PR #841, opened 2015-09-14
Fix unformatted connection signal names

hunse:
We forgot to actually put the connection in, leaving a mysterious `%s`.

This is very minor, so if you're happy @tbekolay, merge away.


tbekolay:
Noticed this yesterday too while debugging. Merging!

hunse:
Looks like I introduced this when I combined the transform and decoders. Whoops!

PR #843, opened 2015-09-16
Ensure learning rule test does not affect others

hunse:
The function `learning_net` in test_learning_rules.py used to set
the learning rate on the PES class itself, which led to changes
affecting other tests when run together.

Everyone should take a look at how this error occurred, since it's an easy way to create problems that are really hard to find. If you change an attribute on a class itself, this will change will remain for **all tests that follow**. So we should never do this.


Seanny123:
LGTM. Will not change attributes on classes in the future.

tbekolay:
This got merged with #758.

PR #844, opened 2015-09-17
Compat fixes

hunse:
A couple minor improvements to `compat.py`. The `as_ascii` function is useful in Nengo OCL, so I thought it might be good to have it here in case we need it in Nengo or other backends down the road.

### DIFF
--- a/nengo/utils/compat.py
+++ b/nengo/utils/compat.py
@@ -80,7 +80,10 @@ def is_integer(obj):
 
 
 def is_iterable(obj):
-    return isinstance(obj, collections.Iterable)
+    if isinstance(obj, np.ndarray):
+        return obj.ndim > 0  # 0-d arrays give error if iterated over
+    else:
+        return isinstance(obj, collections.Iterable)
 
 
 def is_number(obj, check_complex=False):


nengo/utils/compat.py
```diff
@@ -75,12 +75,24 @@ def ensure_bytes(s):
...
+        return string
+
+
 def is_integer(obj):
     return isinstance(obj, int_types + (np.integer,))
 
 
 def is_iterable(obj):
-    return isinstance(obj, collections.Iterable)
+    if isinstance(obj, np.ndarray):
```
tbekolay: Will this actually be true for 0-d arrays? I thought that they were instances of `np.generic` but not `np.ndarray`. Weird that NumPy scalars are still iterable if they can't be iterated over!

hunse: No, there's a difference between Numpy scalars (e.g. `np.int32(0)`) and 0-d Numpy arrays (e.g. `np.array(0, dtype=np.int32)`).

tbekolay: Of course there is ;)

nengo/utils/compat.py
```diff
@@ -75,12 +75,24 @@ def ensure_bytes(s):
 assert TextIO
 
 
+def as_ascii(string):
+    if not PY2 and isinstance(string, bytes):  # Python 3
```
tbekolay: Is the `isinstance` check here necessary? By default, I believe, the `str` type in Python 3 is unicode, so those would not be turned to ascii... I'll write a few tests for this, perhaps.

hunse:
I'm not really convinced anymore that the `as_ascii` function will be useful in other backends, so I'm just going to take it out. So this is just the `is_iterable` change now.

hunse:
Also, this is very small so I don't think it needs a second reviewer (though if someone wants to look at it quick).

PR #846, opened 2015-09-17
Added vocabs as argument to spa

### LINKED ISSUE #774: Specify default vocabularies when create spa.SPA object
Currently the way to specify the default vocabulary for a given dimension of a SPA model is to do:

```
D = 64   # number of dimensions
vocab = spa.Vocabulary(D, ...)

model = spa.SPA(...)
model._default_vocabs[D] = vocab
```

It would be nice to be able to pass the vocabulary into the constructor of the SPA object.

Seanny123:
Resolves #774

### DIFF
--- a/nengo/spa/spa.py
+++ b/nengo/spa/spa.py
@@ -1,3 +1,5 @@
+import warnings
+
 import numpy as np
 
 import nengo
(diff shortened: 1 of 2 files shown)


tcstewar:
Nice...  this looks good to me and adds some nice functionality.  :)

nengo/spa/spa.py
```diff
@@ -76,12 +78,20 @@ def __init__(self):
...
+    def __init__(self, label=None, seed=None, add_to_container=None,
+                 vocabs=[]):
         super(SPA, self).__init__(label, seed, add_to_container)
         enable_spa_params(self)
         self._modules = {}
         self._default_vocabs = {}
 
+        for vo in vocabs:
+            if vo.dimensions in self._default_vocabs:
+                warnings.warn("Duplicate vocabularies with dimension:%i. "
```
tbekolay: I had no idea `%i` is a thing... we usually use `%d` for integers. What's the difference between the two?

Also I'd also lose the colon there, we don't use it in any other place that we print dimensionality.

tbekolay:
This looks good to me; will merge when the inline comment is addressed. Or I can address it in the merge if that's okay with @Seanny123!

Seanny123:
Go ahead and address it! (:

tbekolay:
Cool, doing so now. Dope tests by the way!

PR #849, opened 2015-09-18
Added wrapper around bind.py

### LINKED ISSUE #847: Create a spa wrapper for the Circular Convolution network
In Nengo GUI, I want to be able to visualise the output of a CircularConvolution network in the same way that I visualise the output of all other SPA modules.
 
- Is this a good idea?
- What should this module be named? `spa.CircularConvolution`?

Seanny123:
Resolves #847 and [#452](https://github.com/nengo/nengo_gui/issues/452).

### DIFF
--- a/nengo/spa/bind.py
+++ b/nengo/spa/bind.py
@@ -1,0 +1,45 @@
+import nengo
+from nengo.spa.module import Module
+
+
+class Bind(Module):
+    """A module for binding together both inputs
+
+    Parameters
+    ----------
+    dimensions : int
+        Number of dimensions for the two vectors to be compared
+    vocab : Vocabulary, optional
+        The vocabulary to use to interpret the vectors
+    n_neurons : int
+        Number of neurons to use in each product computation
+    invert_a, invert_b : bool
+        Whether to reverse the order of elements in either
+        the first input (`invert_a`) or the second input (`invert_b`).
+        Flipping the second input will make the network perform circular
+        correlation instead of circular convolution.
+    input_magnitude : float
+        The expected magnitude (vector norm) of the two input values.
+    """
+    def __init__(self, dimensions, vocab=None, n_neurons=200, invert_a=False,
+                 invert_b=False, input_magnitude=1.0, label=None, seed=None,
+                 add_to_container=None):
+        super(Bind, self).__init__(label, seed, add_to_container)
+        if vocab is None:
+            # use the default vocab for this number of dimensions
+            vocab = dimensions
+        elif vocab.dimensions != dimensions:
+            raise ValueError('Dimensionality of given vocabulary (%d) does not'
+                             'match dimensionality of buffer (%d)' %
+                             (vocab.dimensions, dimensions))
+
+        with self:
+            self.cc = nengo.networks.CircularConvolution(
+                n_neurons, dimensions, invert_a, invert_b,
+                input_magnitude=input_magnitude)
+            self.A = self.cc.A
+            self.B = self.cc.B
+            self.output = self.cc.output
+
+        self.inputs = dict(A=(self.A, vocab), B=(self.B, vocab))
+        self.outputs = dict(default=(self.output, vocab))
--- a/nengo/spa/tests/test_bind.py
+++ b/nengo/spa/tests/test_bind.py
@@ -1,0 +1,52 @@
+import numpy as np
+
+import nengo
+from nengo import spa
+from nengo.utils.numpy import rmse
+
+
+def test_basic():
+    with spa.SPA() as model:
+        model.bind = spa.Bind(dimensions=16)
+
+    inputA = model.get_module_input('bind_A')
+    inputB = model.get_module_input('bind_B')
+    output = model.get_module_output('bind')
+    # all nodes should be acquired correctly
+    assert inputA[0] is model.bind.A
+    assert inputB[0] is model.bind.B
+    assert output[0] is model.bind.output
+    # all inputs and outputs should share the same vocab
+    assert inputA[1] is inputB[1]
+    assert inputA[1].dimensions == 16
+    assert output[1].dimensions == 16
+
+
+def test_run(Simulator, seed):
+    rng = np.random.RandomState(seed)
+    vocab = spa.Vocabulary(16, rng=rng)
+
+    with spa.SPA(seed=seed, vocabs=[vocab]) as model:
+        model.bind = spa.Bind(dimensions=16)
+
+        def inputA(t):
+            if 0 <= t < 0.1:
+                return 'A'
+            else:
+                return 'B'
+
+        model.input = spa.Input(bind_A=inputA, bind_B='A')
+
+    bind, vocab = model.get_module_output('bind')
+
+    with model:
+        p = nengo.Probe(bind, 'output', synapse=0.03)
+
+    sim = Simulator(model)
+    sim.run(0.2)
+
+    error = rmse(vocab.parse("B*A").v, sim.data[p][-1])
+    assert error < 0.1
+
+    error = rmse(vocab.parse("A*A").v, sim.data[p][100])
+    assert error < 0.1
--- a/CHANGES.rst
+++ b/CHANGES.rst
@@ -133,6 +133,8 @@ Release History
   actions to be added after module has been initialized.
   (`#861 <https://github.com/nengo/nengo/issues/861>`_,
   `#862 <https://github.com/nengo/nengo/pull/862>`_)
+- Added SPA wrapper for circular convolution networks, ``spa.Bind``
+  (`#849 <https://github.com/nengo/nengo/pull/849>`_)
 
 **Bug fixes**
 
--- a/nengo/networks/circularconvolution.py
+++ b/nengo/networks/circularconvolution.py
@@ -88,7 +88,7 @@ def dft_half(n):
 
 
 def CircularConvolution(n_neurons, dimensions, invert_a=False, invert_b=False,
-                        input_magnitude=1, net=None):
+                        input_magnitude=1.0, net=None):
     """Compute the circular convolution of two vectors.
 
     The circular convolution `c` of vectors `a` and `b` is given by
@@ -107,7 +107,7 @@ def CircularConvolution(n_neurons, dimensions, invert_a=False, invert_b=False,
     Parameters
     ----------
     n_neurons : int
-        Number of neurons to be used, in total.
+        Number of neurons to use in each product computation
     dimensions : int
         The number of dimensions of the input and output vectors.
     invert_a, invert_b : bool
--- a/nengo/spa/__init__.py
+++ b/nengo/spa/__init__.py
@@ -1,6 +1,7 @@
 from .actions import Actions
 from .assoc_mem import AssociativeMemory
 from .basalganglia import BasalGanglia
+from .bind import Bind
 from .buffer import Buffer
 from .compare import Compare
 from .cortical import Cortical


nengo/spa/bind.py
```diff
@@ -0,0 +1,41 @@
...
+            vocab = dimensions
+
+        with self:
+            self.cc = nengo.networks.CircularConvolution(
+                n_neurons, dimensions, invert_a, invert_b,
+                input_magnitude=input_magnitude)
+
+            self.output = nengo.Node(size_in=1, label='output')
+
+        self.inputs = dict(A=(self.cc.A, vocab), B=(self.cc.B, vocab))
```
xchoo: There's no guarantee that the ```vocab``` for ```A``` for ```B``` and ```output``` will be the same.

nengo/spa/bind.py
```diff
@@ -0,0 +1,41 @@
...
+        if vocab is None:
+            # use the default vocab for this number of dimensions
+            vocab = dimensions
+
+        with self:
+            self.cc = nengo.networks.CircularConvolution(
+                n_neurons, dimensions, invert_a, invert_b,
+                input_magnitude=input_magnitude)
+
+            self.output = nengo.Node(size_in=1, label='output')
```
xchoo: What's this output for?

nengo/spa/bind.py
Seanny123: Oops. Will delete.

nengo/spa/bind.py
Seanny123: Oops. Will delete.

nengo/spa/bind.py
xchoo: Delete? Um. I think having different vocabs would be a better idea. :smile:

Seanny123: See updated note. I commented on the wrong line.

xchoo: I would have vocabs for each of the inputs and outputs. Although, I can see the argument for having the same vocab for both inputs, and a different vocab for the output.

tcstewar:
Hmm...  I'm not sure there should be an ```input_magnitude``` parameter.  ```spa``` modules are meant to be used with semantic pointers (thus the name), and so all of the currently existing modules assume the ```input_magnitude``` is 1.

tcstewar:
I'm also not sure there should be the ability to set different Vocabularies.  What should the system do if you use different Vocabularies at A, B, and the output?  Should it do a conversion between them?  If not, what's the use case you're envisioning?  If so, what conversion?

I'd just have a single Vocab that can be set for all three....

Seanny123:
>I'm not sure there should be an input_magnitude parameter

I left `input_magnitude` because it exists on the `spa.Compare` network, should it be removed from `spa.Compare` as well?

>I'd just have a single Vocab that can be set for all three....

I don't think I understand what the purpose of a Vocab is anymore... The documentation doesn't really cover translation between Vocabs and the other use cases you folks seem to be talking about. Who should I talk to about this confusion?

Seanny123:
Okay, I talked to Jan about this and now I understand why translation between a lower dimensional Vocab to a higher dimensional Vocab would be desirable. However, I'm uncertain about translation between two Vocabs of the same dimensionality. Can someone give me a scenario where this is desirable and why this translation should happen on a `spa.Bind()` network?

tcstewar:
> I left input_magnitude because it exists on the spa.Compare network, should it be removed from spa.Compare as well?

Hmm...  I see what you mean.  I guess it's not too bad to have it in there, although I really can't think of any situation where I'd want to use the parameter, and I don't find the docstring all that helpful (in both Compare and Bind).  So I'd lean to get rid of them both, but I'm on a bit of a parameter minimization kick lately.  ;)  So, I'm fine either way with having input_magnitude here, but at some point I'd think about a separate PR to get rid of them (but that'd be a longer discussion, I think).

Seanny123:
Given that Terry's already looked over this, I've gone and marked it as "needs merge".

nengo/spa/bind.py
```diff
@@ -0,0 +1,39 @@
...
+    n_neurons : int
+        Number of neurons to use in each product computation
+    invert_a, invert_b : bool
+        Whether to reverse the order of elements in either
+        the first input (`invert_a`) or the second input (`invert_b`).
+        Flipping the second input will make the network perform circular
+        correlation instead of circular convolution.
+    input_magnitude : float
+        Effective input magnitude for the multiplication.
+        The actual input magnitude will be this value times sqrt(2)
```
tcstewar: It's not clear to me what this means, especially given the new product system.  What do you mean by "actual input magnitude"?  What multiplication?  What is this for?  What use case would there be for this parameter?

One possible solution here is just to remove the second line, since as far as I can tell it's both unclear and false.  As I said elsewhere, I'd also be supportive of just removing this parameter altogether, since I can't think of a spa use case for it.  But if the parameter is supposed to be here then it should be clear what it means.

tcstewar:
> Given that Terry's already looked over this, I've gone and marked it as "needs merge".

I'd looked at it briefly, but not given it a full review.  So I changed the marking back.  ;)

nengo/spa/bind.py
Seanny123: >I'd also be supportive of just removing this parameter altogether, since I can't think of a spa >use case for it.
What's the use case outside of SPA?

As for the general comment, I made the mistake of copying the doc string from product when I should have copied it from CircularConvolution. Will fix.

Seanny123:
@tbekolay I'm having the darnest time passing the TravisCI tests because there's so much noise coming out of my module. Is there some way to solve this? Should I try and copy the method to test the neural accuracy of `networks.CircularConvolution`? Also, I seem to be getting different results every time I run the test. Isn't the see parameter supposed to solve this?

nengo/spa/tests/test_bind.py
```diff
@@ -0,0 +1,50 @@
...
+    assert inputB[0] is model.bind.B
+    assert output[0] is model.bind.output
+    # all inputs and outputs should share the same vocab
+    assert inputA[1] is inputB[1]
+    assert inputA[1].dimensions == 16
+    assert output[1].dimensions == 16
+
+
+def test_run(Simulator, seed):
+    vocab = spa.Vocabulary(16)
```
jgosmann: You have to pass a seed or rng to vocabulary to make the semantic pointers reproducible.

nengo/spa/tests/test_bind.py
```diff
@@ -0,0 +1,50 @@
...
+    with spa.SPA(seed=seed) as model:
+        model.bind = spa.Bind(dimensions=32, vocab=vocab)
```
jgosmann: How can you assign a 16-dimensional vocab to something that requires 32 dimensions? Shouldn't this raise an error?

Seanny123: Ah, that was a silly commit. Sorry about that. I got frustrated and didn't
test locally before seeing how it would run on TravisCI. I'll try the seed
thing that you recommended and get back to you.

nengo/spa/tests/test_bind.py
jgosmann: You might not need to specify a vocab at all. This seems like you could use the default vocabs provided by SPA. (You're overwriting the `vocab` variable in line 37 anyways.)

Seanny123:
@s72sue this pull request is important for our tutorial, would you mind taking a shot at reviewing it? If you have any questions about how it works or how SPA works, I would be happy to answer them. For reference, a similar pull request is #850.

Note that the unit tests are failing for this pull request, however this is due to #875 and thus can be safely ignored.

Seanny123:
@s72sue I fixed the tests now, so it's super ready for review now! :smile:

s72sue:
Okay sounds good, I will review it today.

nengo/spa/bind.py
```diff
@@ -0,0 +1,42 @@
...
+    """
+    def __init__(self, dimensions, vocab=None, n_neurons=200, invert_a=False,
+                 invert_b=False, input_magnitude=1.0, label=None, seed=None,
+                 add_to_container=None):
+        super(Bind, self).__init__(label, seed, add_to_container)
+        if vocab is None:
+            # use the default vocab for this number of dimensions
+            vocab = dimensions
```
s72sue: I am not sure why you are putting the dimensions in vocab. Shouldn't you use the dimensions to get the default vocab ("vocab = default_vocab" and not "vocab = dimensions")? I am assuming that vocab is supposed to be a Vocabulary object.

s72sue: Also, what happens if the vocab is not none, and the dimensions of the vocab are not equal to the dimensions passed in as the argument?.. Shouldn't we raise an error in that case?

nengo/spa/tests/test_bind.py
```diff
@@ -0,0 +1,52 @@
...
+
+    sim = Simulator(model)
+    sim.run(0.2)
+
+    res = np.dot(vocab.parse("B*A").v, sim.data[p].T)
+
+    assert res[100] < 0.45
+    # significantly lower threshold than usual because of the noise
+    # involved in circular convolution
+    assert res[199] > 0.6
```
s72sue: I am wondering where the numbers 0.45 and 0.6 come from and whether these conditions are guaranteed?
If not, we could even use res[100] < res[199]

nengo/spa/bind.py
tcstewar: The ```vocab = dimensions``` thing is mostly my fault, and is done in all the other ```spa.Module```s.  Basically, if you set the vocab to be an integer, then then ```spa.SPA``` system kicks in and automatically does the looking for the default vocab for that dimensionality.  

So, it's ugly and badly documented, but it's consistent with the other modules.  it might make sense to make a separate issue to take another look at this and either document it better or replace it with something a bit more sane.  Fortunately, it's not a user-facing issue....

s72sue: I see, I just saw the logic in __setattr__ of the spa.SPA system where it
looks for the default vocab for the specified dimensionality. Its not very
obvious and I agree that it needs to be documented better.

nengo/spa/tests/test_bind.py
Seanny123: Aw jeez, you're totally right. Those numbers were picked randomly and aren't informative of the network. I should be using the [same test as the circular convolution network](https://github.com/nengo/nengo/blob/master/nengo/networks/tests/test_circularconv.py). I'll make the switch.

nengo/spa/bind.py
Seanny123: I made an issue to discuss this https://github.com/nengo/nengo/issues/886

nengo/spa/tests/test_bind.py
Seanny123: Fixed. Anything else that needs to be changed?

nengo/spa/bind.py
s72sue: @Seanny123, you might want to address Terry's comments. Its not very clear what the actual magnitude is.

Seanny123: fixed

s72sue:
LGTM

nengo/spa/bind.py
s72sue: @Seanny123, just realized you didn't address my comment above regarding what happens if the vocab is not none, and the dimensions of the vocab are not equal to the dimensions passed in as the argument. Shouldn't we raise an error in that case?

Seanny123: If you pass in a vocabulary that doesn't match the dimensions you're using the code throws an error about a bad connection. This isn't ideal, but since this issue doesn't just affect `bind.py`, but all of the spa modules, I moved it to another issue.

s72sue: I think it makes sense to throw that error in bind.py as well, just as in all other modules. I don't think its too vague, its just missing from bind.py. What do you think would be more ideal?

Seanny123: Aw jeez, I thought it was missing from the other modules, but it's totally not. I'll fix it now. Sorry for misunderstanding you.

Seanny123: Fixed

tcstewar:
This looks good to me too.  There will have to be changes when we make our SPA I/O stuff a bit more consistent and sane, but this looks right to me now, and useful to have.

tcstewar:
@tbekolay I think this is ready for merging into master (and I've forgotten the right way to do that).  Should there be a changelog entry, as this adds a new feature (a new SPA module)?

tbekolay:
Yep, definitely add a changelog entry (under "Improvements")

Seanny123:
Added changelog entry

- WHAT YOU SHOULD DO
An exact transcription of the lines from the start of the listing through the line bearing "if iterated over" is the whole answer.

- WRITTEN ANSWER
PR #841, opened 2015-09-14
Fix unformatted connection signal names

hunse:
We forgot to actually put the connection in, leaving a mysterious `%s`.

This is very minor, so if you're happy @tbekolay, merge away.


tbekolay:
Noticed this yesterday too while debugging. Merging!

hunse:
Looks like I introduced this when I combined the transform and decoders. Whoops!

PR #843, opened 2015-09-16
Ensure learning rule test does not affect others

hunse:
The function `learning_net` in test_learning_rules.py used to set
the learning rate on the PES class itself, which led to changes
affecting other tests when run together.

Everyone should take a look at how this error occurred, since it's an easy way to create problems that are really hard to find. If you change an attribute on a class itself, this will change will remain for **all tests that follow**. So we should never do this.


Seanny123:
LGTM. Will not change attributes on classes in the future.

tbekolay:
This got merged with #758.

PR #844, opened 2015-09-17
Compat fixes

hunse:
A couple minor improvements to `compat.py`. The `as_ascii` function is useful in Nengo OCL, so I thought it might be good to have it here in case we need it in Nengo or other backends down the road.

### DIFF
--- a/nengo/utils/compat.py
+++ b/nengo/utils/compat.py
@@ -80,7 +80,10 @@ def is_integer(obj):
 
 
 def is_iterable(obj):
-    return isinstance(obj, collections.Iterable)
+    if isinstance(obj, np.ndarray):
+        return obj.ndim > 0  # 0-d arrays give error if iterated over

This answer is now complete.